### Your objective:
Below are some records. Return exactly the lines from the one containing "docs: read host" through the one containing "what that means", both included, and only those.

Segment Start: Data to process

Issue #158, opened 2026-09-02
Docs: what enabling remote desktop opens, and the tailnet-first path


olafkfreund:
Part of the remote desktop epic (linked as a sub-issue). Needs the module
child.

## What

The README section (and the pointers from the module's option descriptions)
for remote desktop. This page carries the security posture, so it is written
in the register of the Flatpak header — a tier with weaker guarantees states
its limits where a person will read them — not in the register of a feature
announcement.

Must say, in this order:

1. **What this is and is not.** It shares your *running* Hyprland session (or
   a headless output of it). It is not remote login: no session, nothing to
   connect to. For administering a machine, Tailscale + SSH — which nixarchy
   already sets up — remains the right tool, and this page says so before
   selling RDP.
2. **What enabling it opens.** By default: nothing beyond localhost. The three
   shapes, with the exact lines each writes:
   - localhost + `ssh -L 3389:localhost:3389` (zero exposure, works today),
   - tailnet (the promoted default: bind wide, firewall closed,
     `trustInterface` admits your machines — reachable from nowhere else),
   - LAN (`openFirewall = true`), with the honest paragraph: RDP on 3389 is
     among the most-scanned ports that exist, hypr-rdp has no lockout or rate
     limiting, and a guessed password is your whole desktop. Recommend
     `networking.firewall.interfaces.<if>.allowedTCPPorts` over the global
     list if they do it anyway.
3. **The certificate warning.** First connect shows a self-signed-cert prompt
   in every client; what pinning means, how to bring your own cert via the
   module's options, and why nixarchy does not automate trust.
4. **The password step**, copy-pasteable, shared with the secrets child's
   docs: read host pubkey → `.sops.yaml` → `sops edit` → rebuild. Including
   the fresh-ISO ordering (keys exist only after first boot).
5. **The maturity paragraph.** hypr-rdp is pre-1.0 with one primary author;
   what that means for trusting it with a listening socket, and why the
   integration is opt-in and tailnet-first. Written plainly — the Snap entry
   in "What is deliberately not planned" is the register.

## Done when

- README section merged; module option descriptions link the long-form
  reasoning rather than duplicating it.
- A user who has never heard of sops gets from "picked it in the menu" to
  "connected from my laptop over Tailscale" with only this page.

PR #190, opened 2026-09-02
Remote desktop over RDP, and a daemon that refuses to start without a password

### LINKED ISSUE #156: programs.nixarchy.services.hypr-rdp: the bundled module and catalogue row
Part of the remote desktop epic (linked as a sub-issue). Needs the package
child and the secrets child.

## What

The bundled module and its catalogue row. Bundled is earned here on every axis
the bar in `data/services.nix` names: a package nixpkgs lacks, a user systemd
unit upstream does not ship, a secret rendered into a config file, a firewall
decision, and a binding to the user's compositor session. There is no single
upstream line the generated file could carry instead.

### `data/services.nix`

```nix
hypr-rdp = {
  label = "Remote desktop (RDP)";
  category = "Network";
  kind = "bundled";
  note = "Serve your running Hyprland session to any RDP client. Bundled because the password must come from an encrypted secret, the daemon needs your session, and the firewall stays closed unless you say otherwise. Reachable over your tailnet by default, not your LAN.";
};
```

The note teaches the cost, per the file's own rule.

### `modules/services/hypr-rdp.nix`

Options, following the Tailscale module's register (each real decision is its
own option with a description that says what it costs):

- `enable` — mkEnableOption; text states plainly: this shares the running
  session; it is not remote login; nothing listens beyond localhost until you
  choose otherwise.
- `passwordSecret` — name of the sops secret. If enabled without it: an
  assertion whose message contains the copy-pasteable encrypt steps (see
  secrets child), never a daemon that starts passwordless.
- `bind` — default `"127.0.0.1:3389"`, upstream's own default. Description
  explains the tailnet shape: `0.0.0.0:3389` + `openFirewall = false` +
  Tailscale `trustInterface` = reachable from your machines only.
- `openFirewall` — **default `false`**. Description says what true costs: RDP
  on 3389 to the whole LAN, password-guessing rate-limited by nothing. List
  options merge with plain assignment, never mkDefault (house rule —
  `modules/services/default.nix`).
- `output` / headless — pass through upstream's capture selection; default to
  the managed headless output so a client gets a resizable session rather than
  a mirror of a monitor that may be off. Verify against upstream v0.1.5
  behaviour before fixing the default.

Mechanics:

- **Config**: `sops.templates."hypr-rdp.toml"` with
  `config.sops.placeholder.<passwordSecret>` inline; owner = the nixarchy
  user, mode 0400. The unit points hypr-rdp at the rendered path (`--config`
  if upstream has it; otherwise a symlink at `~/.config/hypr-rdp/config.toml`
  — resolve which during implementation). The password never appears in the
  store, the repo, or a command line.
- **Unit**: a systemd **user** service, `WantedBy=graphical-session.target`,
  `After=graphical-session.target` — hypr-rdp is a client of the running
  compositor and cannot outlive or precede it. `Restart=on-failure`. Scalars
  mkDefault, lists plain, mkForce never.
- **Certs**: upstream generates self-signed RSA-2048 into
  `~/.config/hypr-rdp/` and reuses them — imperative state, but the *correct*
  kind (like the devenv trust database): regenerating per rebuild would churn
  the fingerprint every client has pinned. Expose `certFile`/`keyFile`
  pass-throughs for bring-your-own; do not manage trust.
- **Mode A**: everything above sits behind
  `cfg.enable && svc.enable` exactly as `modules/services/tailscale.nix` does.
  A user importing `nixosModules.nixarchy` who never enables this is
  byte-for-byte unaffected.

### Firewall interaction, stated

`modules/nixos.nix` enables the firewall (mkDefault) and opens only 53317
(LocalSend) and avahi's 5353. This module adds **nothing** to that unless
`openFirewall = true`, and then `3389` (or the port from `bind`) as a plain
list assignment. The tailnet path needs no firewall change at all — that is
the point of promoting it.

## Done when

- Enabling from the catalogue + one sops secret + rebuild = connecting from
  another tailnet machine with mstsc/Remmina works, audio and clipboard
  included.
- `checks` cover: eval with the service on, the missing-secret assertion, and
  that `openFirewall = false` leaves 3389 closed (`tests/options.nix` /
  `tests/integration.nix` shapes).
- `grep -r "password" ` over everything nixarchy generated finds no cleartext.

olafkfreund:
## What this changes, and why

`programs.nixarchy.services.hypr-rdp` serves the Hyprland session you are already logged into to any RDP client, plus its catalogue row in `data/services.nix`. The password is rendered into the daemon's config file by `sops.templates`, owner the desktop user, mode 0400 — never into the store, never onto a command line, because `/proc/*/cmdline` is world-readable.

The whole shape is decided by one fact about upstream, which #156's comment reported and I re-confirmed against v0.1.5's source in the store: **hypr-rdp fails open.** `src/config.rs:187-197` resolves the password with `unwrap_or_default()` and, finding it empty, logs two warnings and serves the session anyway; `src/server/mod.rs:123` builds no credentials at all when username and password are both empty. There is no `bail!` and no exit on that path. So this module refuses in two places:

Segment End: Data to process

### Exercise output:
   docs: read host pubkey → `.sops.yaml` → `sops edit` → rebuild. Including
   the fresh-ISO ordering (keys exist only after first boot).
5. **The maturity paragraph.** hypr-rdp is pre-1.0 with one primary author;
   what that means for trusting it with a listening socket, and why the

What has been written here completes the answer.